Lui se ne stava a braccia conserte davanti a me e mi scrutava con attenzione.
«Qualcuno le ha scritto con un numero che in realtà apparteneva ad un'altra persona.» Snocciolai piano. «Secondo te, è possibile risalire all'indirizzo del dispositivo che ha finto di essere quel numero?»
«Be'.» Tossì. «Per essere possibile, si lo è, ma devi essere molto esperto.»
«E tu saresti in grado?»
«Mi reputi cosi esperto?»
«Hai hackerato il sistema della Columbia per scoprire in quale camera dormisse la mia amica e trovare me.»
Accennò un ghigno. «Sono bravo, lo ammetto.»
«Quindi, puoi aiutarmi?»
«Ma non così bravo.»
Le mie spalle si abbassarono mentre espiravo demoralizzata.
«Le è successo qualcosa? A causa di quel messaggio.» Domandò.
Agitai una mano e mentii. «Niente di importante.»
«Sicura?» Fece un passo verso di me.
Il cuore prese a battere più veloce. Ero così stanca di mentire ma non potevo dire la verità. Non potevo rischiare di mettere in pericolo qualcuno.
Sentii di non riuscire a trattenere ciò che provavo e senza pensarci mi tuffai verso di lui, allacciando le braccia dietro al suo collo e stando in punta di piedi. Chen non ci impiegò più di un secondo ad abbracciarmi e lasciai andare un sospiro tremante mentre stringevo gli occhi.
«S-scusa. Ne avevo bisogno.» Mormorai flebile.
Una sua mano mi accarezzò la schiena e non mi allontanò.
Era da una settimana che desideravo un abbraccio del genere, sapevo che se fosse stato di un'altra persona sarebbe stato totalmente diverso ma riuscii a sentirmi meglio anche tra quelle braccia.
«Sicura che vada tutto bene?»
«S-si...» Soffiai. «No. È successo q-qualcosa.»
Inspirò e premette le labbra sulla mia testa.
«Qualsiasi cosa sia, non devi preoccuparti. Capito, Peach?» Parlò con sicurezza.
«Non capisci.» Scossi la testa e una lacrima calda rigò la mia guancia. «Non puoi capire.»
«Hai paura che qualcuno ti possa fare del male?»
«Si.»
Sciolse l'abbraccio e mi afferrò le braccia per tirarmi indietro e costringermi a guardarlo.
«Nessuno ti farà del male.» Disse. «Nessuno.»
Era dolce da parte sua consolarmi in quel modo ma non sapeva ciò che era successo, se l'avesse saputo, non avrebbe detto quelle parole con così tanta sicurezza.
Abbozzai un sorriso solo per farlo contento.

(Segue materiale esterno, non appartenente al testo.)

PR #4010, opened 2021-08-19
Clean up and refactor VSCode integration

TeffenEllis:
This PR addresses portions of #3835, specifically changes associated with making our modifications to upstream more aligned with their coding architecture and style. To keep this PR reviewable, a second PR based off the remaining changes in our [fork branch](https://github.com/cdr/vscode/pull/2) will follow. 

- Fixed linter/prettier mixups during development.
- Cleaned up web config injection, removed separate NLS injection.
- Cleaned up comments for use with intellisense
- Updated types to more often use VScode's built in types.
- Cleaned up URI helpers.
- Organized connection classes into separate files.
- Documented protocol usage, adding trace logging support.
- Fleshed out partial support for remote debugging.
- Updated tests.

### How to review this PR

Despite the file count, much of the changes here are linter corrections, removing duplicate interfaces, and moving existing interfaces into better documented areas. I recommend reviewing with [whitespace changes disabled](https://github.com/cdr/code-server/pull/4010/files?diff=unified&w=1).

PR #4135, opened 2021-09-10
Add vscode via vendor package.

### LINKED ISSUE #3917: Upgrade to VS Code 1.60
Upgrade to VS Code 1.59

TeffenEllis:
While #4010 resolves some incompatibilities with 1.60.0, it's still in review and needs additional testing. This PR updates `lib/vscode` to use a yarn package pointing to our [VS Code fork](https://github.com/cdr/vscode/tree/1.60.0-code-server-patch). Once this is merged, any remaining fork clean up branches will be ported over to the vendored .

Fixes #3917

### Notable changes from upstream

- The log service now defers initialization.
- Several terminal channels were added.
- Several type definitions were adjusted. 

# Our changes
- Remove asar linking.
- Remove module lint check.
- Use yarn for vscode vendoring.

### How to review this PR

This is a somewhat unusual PR since we don’t yet have a diff to start with, however, I’ve made a branch on our fork with the previous changes form `lib/vscode`. This allows you compare all the changes from upstream, as well as the adjustments to our code to fix them in 1.60.0

https://github.com/cdr/vscode/compare/1.57.1-initial...cdr:code-server

### Follow up

#4136 can be merged after this. They are only separated to make reviewing the changes easier to follow.


vendor/package.json
```diff
@@ -0,0 +1,12 @@
+{
+  "name": "vendor",
+  "version": "1.0.0",
+  "license": "MIT",
+  "private": true,
+  "scripts": {
+    "postinstall": "./postinstall.sh"
+  },
+  "devDependencies": {
+    "code-oss-dev": "cdr/vscode#96a09a7846538c3bbedb6a2aeca729537bb8202b"
```
kylecarbs, line 10: Can this be in the root package.json?

jsjoeio:
> Remove asar linking.

Happy we're doing this. Those npm changes upstream were not fun to debug so glad we can avoid that.

ci/dev/fmt.sh
```diff
@@ -19,7 +19,7 @@ main() {
     "*.sh"
   )
   prettier --write --loglevel=warn $(
-    git ls-files "${prettierExts[@]}" | grep -v "lib/vscode" | grep -v 'helm-chart'
+    git ls-files "${prettierExts[@]}" | grep -v "lib/vscode" | grep -v "vendor/modules/code-oss-dev" | grep -v 'helm-chart'
```
jsjoeio: Do we still need `grep -v "lib/vscode"`?

ci/dev/lint.sh
```diff
@@ -4,17 +4,14 @@ set -euo pipefail
 main() {
   cd "$(dirname "$0")/../.."
 
-  eslint --max-warnings=0 --fix $(git ls-files "*.ts" "*.tsx" "*.js" | grep -v "lib/vscode")
-  stylelint $(git ls-files "*.css" | grep -v "lib/vscode")
+  eslint --max-warnings=0 --fix $(git ls-files "*.ts" "*.tsx" "*.js" | grep -v "vendor/modules/code-oss-dev" | grep -v "lib/vscode")
+  stylelint $(git ls-files "*.css" | grep -v "vendor/modules/code-oss-dev" | grep -v "lib/vscode")
   tsc --noEmit --skipLibCheck
-  shellcheck -e SC2046,SC2164,SC2154,SC1091,SC1090,SC2002 $(git ls-files "*.sh" | grep -v "lib/vscode")
+  shellcheck -e SC2046,SC2164,SC2154,SC1091,SC1090,SC2002 $(git ls-files "*.sh" | grep -v "vendor/modules/code-oss-dev" | grep -v "lib/vscode")
```
jsjoeio, line 10: Do we still need `grep -v "lib/vscode"`?

ci/dev/update-vscode.sh
```diff
@@ -1,133 +0,0 @@
-#!/usr/bin/env bash
```
jsjoeio, line 1: So happy we no longer need this 🥳

jsjoeio (commented):
This is awesome 🎉 

Seems like it's mostly location changes (I'm not seeing a ton of changes related to VS Code itself). 

The biggest question for me is what's the  explanation behind `vendor/modules`? Is this a yarn naming convention or our own? And it doesn't have to happen here, but it would be nice for us to document _how_ VS Code exists in code-server. i.e. how `yarn` plays into the story and how this all works (for instance is this still considered a git submodule).

(I wish we would have done this when we switched to a git subtree so that the reasoning behind the change + how it works would have been documented).

This could come in a followup PR as a docs addition though.

vendor/package.json
TeffenEllis: Unfortunately not for a few reasons. We don’t want the `postinstall` scripts to run because they’re made for already built and released package which differs in shape than the development version. This will also be installed without the dev dependencies which we for our own build process. Lastly, we work out of `vendor/modules` because their Webpack configuration can’t discern between `code-server/node_modules/` and `code-server/node_modules/vscode/node_modules/`, so it assumes that its own dependencies are not accessible. Anything short of a privileged chroot makes this really difficult to overcome. 

-  has webpack

ci/dev/fmt.sh
TeffenEllis: Until #4136 is release 😄

vendor/package.json
TeffenEllis: @jsjoeio ^

We can follow up with further documentation after #4136

.github/workflows/ci.yaml
```diff
@@ -124,26 +124,26 @@ jobs:
...
-      # that changed a file inside `lib/vscode`. If a commit changes any file in there,
+      # that changed a file inside `vendor/modules/code-oss-dev`. If a commit changes any file in there,
       # the hash returned will change, and we rebuild vscode. If the hash did not change,
       # (for example, a change to `src/` or `docs/`), we reuse the same build as last time.
       # This saves a lot of time in CI, as compiling VSCode can take anywhere from 5-10 minutes.
-      - name: Get latest lib/vscode rev
+      - name: Get latest vendor/modules/code-oss-dev rev
         id: vscode-rev
-        run: echo "::set-output name=rev::$(git log -1 --format='%H' ./lib/vscode)"
+        run: echo "::set-output name=rev::$(cat vendor/modules/code-oss-dev/package.json | jq -r .version)"
```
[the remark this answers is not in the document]
TeffenEllis: I believe so?
https://github.com/cdr/code-server/blob/vscode-1.60.0-yarn/.github/workflows/ci.yaml#L190

jsjoeio:
Seems to be running just fine locally!

I do see this error but guessing extension related (not your changes):

image

Weird...a reload of code-server fixes it 🤷‍♂️

Search for files and the terminal aren't working :(  I tried`cd lib/vscode && yarn` again but that didn't fix it.

https://user-images.githubusercontent.com/3806031/132900766-f0387543-838b-4bc6-ac59-941b59d0b422.mov

image

What am I missing? Do I need to manually delete node-modules?

jsjoeio:
> The terminal process failed to launch: A native exception occurred during launch (The module '/Users/jp/Dev/code-server/vendor/modules/code-oss-dev/node_modules/node-pty/build/Release/pty.node' was compiled against a different Node.js version using NODE_MODULE_VERSION 89. This version of Node.js requires NODE_MODULE_VERSION 83. Please try re-compiling or re-installing the module (for instance, using `npm rebuild` or `npm install`).).

Yeah I tried deleting `node_modules` in `lib/vscode` and running `yarn install` but that didn't help.

> Check the Node.js version that's used by Electron

I see the docs say this but I'm not sure how to check that

vendor/package.json
kylecarbs: Ahh neato. Makes sense!

jsjoeio:
Oh no...I think I broke something. So I ran `cd vendor && yarn install --modules-folder modules --ignore-scripts` and now when I go back to the root and run `yarn watch` I get this error:

```shell
yarn run v1.22.10
$ VSCODE_IPC_HOOK_CLI= NODE_OPTIONS='--max_old_space_size=32384 --trace-warnings' ts-node ./ci/dev/watch.ts
[tsc] [11:59:26 AM] Starting compilation in watch mode...
[vscode] $ npm-run-all -lp watch-client watch-extensions
/bin/sh: npm-run-all: command not found
error Command failed with exit code 127.
[vscode] info Visit https://yarnpkg.com/en/docs/cli/run for documentation about this command.
vs code watcher terminated unexpectedly
killing vs code watcher
killing tsc
killing watch
error Command failed with exit code 127.
```

I'm wondering if I should **not** use `--ignore-scripts` when developing locally (i.e. running `yarn watch`).

TeffenEllis:
@jsjoeio,

I recommend doing `yarn clean` to completely erase your modules, then `yarn` from the project directory. Vendor modules will automatically be installed and `yarn watch` can be run. However, if you encounter that terminal error, your node version differs from a built package and you’ll have to do the following:

```sh
 cd vendor/modules/code-oss-dev
 nom rebuild
 ```

From there, `yarn watch` should behave correctly.

**Comment by jsjoeio** [comment]
Oh man... `yarn clean` didn't work.  Going to try the second approach

image

File: ci/dev/fmt.sh [hunk 6]
```diff
@@ -32,13 +32,14 @@ main() {
...
   doctoc --title '# Termux' docs/termux.md > /dev/null
 
-  if [[ ${CI-} && $(git ls-files --other --modified --exclude-standard) ]]; then
-    echo "Files need generation or are formatted incorrectly:"
-    git -c color.ui=always status | grep --color=no '\[31m'
-    echo "Please run the following locally:"
-    echo "  yarn fmt"
-    exit 1
-  fi
+  ## TODO: replace with a method that generates fewer false positives.
```
code-asher, line 35: Was it a yarn.lock triggering this? Maybe we are missing a `--frozen-lockfile` somewhere. :thinking: 

I think we should leave this check in because if a yarn.lock is changing that is a bug we want to catch (I assume it means CI may be using different versions than local).

The real bug here is probably the error message. This state can be caused by a lack of formatting, volatile lock files, and possibly other things (although nothing else comes to mind at the moment).

.gitignore
```diff
@@ -8,7 +8,8 @@ release-packages/
 release-gcp/
 release-images/
 node_modules
-/lib/vscode/node_modules.asar
+vendor/modules
+/node_modules.asar
```
code-asher, line 12: I think this does not exist.

.github/workflows/ci.yaml
```diff
@@ -108,42 +108,42 @@ jobs:
...
       - name: Install dependencies
-        if: steps.cache-yarn.outputs.cache-hit != 'true'
+        # if: steps.cache-yarn.outputs.cache-hit != 'true'
         run: yarn --frozen-lockfile
 
       - name: Build code-server
         run: yarn build
 
-      # Parse the hash of the latest commit inside lib/vscode
+      # Parse the hash of the latest commit inside vendor/modules/code-oss-dev
```
code-asher, line 127: Thoughts on keeping it in `lib`? (So `lib/modules`). Reason being we download other dependencies there (link agent and node).

jsjoeio:
I'm using Node v14.17.0 if that helps. I wish I knew how to check which Node version corresponded to version 83 vs 89

jsjoeio:
I'm going to delete the code-server repo, reclone and try again

jsjoeio:
Still no luck. I'm going to blame my Node version. What version are you using @TeffenEllis ?

image

ci/lib.sh
```diff
@@ -104,21 +104,3 @@ export OS
...
 RELEASE_PATH="${RELEASE_PATH-release}"
-
-# VS Code bundles some modules into an asar which is an archive format that
-# works like tar. It then seems to get unpacked into node_modules.asar.
-#
-# I don't know why they do this but all the dependencies they bundle already
-# exist in node_modules so just symlink it. We have to do this since not only VS
-# Code itself but also extensions will look specifically in this directory for
-# files (like the ripgrep binary or the oniguruma wasm).
-symlink_asar() {
```
code-asher, line 115: We likely need to keep these symlinks. When I built a release there was no `vendor/modules/code-oss-dev/node_modules.asar` directory which some extensions rely on.

To reproduce, install the Bracket Pair Colorizer 2 extension. You will see an error in the browser console and the brackets will not be colored.

I think VS Code does something where they duplicate some modules into this directory so maybe eventually use their build process instead although it seems like a waste of space. :man_astronaut:

ci/dev/postinstall.sh
```diff
@@ -3,17 +3,19 @@ set -euo pipefail
...
   cd ..
 
-  cd lib/vscode
-  yarn ${CI+--frozen-lockfile}
+  cd vendor
+  echo 'Installing vendor dependencies...'
 
-  symlink_asar
+  # Ignore scripts to prevent partial install which omits development dependencies.
+  yarn install --modules-folder modules --ignore-scripts
```
code-asher, line 17: Ah, this is probably where we are missing that `--frozen-lockfile`.

I am not clear on why we need to ignore scripts; how do they cause a partial install?

.github/workflows/ci.yaml
```diff
@@ -108,42 +108,42 @@ jobs:
...
 
-      - name: Fetch dependencies from cache
-        id: cache-yarn
-        uses: actions/cache@v2
-        with:
-          path: "**/node_modules"
-          key: yarn-build-${{ hashFiles('**/yarn.lock') }}
-          restore-keys: |
-            yarn-build-
+      # - name: Fetch dependencies from cache
```
code-asher, line 111: Hmm strange this seems like it should work. :thinking: Maybe there was a change to the postinstall but not to the yarn.lock so the updated install was not ran? If so maybe we can fix this by also adding the postinstall scripts to the key hash.

It would be nice if we could leave all deps in the root instead of a separate vender directory but I imagine that could wreak havoc on certain parts of the build process.

code-asher (changes requested):
I have not looked at the fork at all but the changes here look great! Everything seems to run as expected.

Nice work!

code-asher:
With regards to the Node module version errors, that might be because the `code-oss-dev` module we are pulling in has `.yarnrc` files? They tell Node to target Electron 13.1.8 instead of whatever version of Node you are running.

jsjoeio:
```text
       v14.15.0   (LTS: Fermium)
       v14.15.1   (LTS: Fermium)
       v14.15.2   (LTS: Fermium) (83?)
       v14.15.3   (LTS: Fermium)
       v14.15.4   (LTS: Fermium)
       v14.15.5   (LTS: Fermium)
       v14.16.0   (LTS: Fermium)
       v14.16.1   (LTS: Fermium)
->     v14.17.0   (LTS: Fermium) (89)
       v14.17.1   (LTS: Fermium)
       v14.17.2   (LTS: Fermium)
       v14.17.3   (LTS: Fermium)
       v14.17.4   (LTS: Fermium)
       v14.17.5   (LTS: Fermium)
       v14.17.6   (Latest LTS: Fermium)
```

jsjoeio:
## Video

✅ Besides Asher's requested changes, everything looks good on my side

https://user-images.githubusercontent.com/3806031/132926155-b4d1a513-fc6d-473c-9ad7-0bf7a8799bc0.mov

jsjoeio:
> codecov/patch Failing after 1s — 33.33% of diff hit (target 64.12%)

I thought I disabled this in a previous PR but apparently I didn't 😅 Here is PR to fix that.

Feel free to rebase after that gets merged in.

https://github.com/cdr/code-server/pull/4159

code-asher (approved):
Fantastic!!

ci/dev/postinstall.sh
```diff
@@ -3,17 +3,28 @@ set -euo pipefail
...
+
+  # * We install in 'modules' instead of 'node_modules' because VS Code's extensions
+  # use a webpack config which cannot differentiate between its own node_modules
+  # and itself being in a directory with the same name.
+  #
+  # * We ignore scripts because NPM/Yarn's default behavior is to assume that
+  # devDependencies are not needed, and that even git repo based packages are
+  # assumed to be compiled. Because the default behavior for VS Code's `postinstall`
+  # assumes we're also compiled, this needs to be ignored.
+  yarn install --modules-folder modules --ignore-scripts --frozen-lockfile
```
jsjoeio, line 24: 🎉👏 I love comments like this!

jsjoeio (approved):
Woohoo!!!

«Se ti fa stare più tranquilla, Seth è un coglione ma non permetterà a nessuno di farti del male.»
«Seth non deve saperlo.» Aggrottai la fronte. «Forse mi sopravvaluto troppo, ma temo di quello che potrebbe fare.»
Sorrise dolcemente e mi strinse nuovamente in un abbraccio.

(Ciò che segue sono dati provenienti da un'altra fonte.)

PR #4136, opened 2021-09-10
Remove subtree

TeffenEllis:
**This PR should be merged after #4135, which migrates the app to a vendor package.**


jsjoeio:
> This PR should be merged after #4135, which migrates the app to a vendor package.

What if we merge this into `vscode-1.60.0-yarn` (#4135's branch) instead of into `main`? That way, we don't accidentally merge this and those two land in `main` together since they depend on each other. Just a thought

TeffenEllis:
> > This PR should be merged after #4135, which migrates the app to a vendor package.
> 
> What if we merge this into `vscode-1.60.0-yarn` (#4135's branch) instead of into `main`? That way, we don't accidentally merge this and those two land in `main` together since they depend on each other. Just a thought

I believe if we merge in that direction then the diff `vscode-1.60.0-yarn` will be unreadable as it’ll contain its files as well as the many deletions present here.

jsjoeio:
> > > This PR should be merged after #4135, which migrates the app to a vendor package.
> > 
> > 
> > What if we merge this into `vscode-1.60.0-yarn` (#4135's branch) instead of into `main`? That way, we don't accidentally merge this and those two land in `main` together since they depend on each other. Just a thought
> 
> I believe if we merge in that direction then the diff `vscode-1.60.0-yarn` will be unreadable as it’ll contain its files as well as the many deletions present here.

Ahh...didn't consider that. Okay, sounds like you have the best plan in mind already! Ignore me :)

PR #4159, opened 2021-09-13
fix(codecov): use status > patch correctly

jsjoeio:
I thought I fixed this in a previous PR but I guess not. I can't seem to find it. Turns out, our codecov was technically invalid because we weren't using `patch: off` under `status`.

To prevent this in the future, validate the codecov:

```shell
cd .github && curl --data-binary @codecov.yml https://codecov.io/validate
```

Fixes N/A

### DIFF
--- a/.github/codecov.yml
+++ b/.github/codecov.yml
@@ -6,7 +6,8 @@ coverage:
   precision: 2
   round: down
   range: "40...70"
-  patch: off
+  status:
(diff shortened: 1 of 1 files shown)


bryphe-coder (approved):
Looks reasonable to me! 👍

jawnsy (approved):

Chiusi gli occhi mentre premevo la guancia su di lui.
«Sei una brava persona, Peach.» Mormorò.
Non lo ero, pensai.
«Ti voglio bene, Chen.»
«Anche io. Ricordatelo.»
Δ
Ero nervosa. Non ero mai stata cosi nervosa di partecipare ad una festa della Delta.
Sapevo di essere lì solo per cercare Seth e per questo non mi ero nemmeno impegnata nel vestirmi bene, a differenza di Zara e Phoebe che erano in tiro per la serata. Indossavo dei jeans flare e una maglietta a maniche corte un po' corta e aderente.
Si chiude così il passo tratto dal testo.